Did you consider using hintName.EndsWith(...) here? Using GetExtension means that operations like Contains end up being allocating. #Resolved
|
I don't understand why the tests keep passing Encoding.UTF8 to |
|
Becuase the PDB code checks that a SourceText with a file path must have an encoding, or they'll fail at emit. We've talked about making it a default, but not done yet. In reply to: 639759958 [](ancestors = 639759958) |
|
Got it, so the purpose is to write out the source text as UTF-8 when embedding into the PDB? Is there a place where we validate that every incoming source text has an encoding? I couldn't easily find it in this PR. |
|
The actual check happens here in Compilation http://sourceroslyn.io/#Microsoft.CodeAnalysis/Compilation/Compilation.cs,2076 We have another issue about making this better, but it's not actually directly related to the embedded requirement.
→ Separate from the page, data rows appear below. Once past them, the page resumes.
PR #106, opened 2016-09-27
Unit test cico builder

sanbornsen:
This change is [Reviewable](https://reviewable.io/reviews/almighty/almighty-ui/106)

### DIFF
--- a/cico_build_deploy.sh
+++ b/cico_build_deploy.sh
@@ -15,6 +15,16 @@ mkdir -p dist && docker run --detach=true --name=almighty-ui-builder -e "API_URL
 # Build almigty-ui
 docker exec almighty-ui-builder npm install
 
+## Exec unit tests
+docker exec almighty-ui-builder ./run_unit_tests.sh
+
+if [ $? -eq 0 ]; then
+  echo 'CICO: unit tests OK'
+else
+  echo 'CICO: unit tests FAIL'
+  exit 1
+fi
+
 ## Exec functional tests
 docker exec almighty-ui-builder ./run_functional_tests.sh
 
--- a/cico_run_tests.sh
+++ b/cico_run_tests.sh
@@ -17,6 +17,16 @@ mkdir -p dist && docker run --detach=true --name=almighty-ui-builder -e "API_URL
 # Build almighty-ui
 docker exec almighty-ui-builder npm install
 
+## Exec unit tests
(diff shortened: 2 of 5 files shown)


sanbornsen:
@michaelkleinhenz @joshuawilson @nimishamukherjee @SMahil @naina-verma have a look.

cico_build_deploy.sh
```diff
@@ -15,6 +15,16 @@ mkdir -p dist && docker run --detach=true --name=almighty-ui-builder -e "API_URL
 # Build almigty-ui
 docker exec almighty-ui-builder npm install
 
+## Exec unit tests
+docker exec almighty-ui-builder ./run_unit_tests.sh
+
+if [ $? -eq 0 ]; then
```
baijum: Instead of checking like this enable "exit on error" option by setting `set -e`. The `set -x` also can be added.

See this example for core: https://github.com/almighty/almighty-core/blob/master/cico_build_deploy.sh

cico_run_tests.sh
```diff
@@ -17,6 +17,16 @@ mkdir -p dist && docker run --detach=true --name=almighty-ui-builder -e "API_URL
 # Build almighty-ui
 docker exec almighty-ui-builder npm install
 
+## Exec unit tests
+docker exec almighty-ui-builder ./run_unit_tests.sh
+
+if [ $? -eq 0 ]; then
```
baijum: Instead of checking like this enable "exit on error" option by setting `set -e`. The `set -x` also can be added.

See this example for core: https://github.com/almighty/almighty-core/blob/master/cico_run_tests.sh

run_unit_tests.sh
```diff
@@ -0,0 +1,18 @@
+#!/usr/bin/env bash
+
+LOGFILE=$(pwd)/unit_tests.log
+echo Using logfile $LOGFILE
+
+# Running npm test
+echo Running unit tests...
+npm test >> $LOGFILE
+
+UNIT_TEST_RESULT=$?
```
baijum: Why not display the messages in the standard output? This will appear in Jenkins, right?

ppitonak:
Jenkins job failed

```
exec: "./run_unit_tests.sh": permission denied
CICO: unit tests FAIL
```

You need to set executable flag on script run_unit_tests.sh.

sanbornsen:
Thanks @ppitonak

Issue #107, opened 2016-09-27
Only white spaces for title should not activate the add button in quick add component.


sanbornsen:
This is issue is tested and failed in in this PR - https://github.com/almighty/almighty-ui/pull/98

sanbornsen:
This issue is fixed in this PR - https://github.com/almighty/almighty-ui/pull/108

PR #108, opened 2016-09-27
Check title for only white space in quick add component

sanbornsen:
* Had to bring back the checkTitle function and the flag
* Angular's default keyupevent handler has slight delay and
  that was making the add button visible for a moment.
* This solution works good.


sanbornsen:
This is a fix of issue #107 

@michaelkleinhenz @nimishamukherjee @joshuawilson @SMahil please review the code.

sanbornsen:
@michaelkleinhenz it's failing two of your test cases. But I tried them manually and seems like working fine. Can you have a look?

Expected 'No description available for this work item.' to be 'Some Description'
Expected '' to be 'Some Title'

from - src/tests/work-item/work-item-list/work-item-list.spec.js

PR #114, opened 2016-09-28
No value should contain empty string as title so changing the test case

sanbornsen:


sanbornsen:
This will also fail at jenkins, but this needs to be merged too!

sanbornsen:
This is merged with https://github.com/almighty/almighty-ui/pull/113

PR #115, opened 2016-09-28
Updating work item service create method to accept both inmemory and …

sanbornsen:
…dev env


sanbornsen:
This is merged with https://github.com/almighty/almighty-ui/pull/113

PR #116, opened 2016-09-28
This is functional test file exclusively for MAC El Capitano users to…

sanbornsen:
… run the test locally

### DIFF
--- a/run_functional_tests.sh
+++ b/run_functional_tests.sh
@@ -3,6 +3,16 @@
 LOGFILE=$(pwd)/functional_tests.log
 echo Using logfile $LOGFILE 
 
+# Default value is netcat for linux
+# For MAC the value should be nc
+nc_cmd='netcat'
+is_mac=false
+if [ "$(uname)" == "Darwin" ]; then
+  echo "MAC OS Found"
+  nc_cmd='nc'
+  is_mac=true
+fi
+
 # For the functional tests, we are mocking the core
 export NODE_ENV=inmemory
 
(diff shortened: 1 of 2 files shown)


michaelkleinhenz:
I would strongly recommend that we add your patches for MacOS into the main test runner script. We can't say on what arch the CI is running and that kind of check should be implicit in our process.

I see that you changed ncat to nc. If you want to check if a command is available, you can use bash scripting like this:

NCCOMMAND=nc
if hash ncat 2>/dev/null; then
   NCCOMMAND=ncat
fi
$NCCOMMAND ...params...

More info on how to check if a command is available here:
http://stackoverflow.com/questions/592620/check-if-a-program-exists-from-a-bash-script

sanbornsen:
@michaelkleinhenz Yeah, I could do that. **fuser** is there on mac as well but doesn't behave same. And this is a script we are not going to update daily basis. So I thought of creating a separate one instead hacking the main script. A script for mac is not important so I don't want people get confused in future around it. Also, @baijum gave a good point, that shell scripts are mean to be dumb, so we should put as less logic as we can in these script.

michaelkleinhenz:
I think the shell script should run on all arches and the changes are not that big to get it running on both systems. If we do changes to the process we only want to have them implemented in one place..

sanbornsen:
test

sanbornsen:
I don't think we should keep configuration for MAC, not only as conditional in the same file not also as a separate file. The reason behind is:
* There are tons of other Operating Systems out there we can't support all of them.
* This script is to support our build process and shell scripts are mean to be dumb, so we should not put a lot of conditions in it.

I am closing this PR assuming anyone using a separate OS other than Fedora will create their own script.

We're thinking we'll just make SourceText.From use UTF8 by default if it's not specified. In reply to: 639827040 [](ancestors = 639827040) |
That's fine. But what we should avoid is only giving a diagnostic when the sources are embedded as we don't want generators to function when embedding is turned off, then start to break when it's suddenly turned on. |
Nah, it was doing it before anyway, so no change there. Thanks for the review! |
Embed generated source texts in the portable PDB. Allows stepping in etc. in the IDE as well as a dump debugging after compilation.
Also some minor code cleanup that I noticed as I was implementing.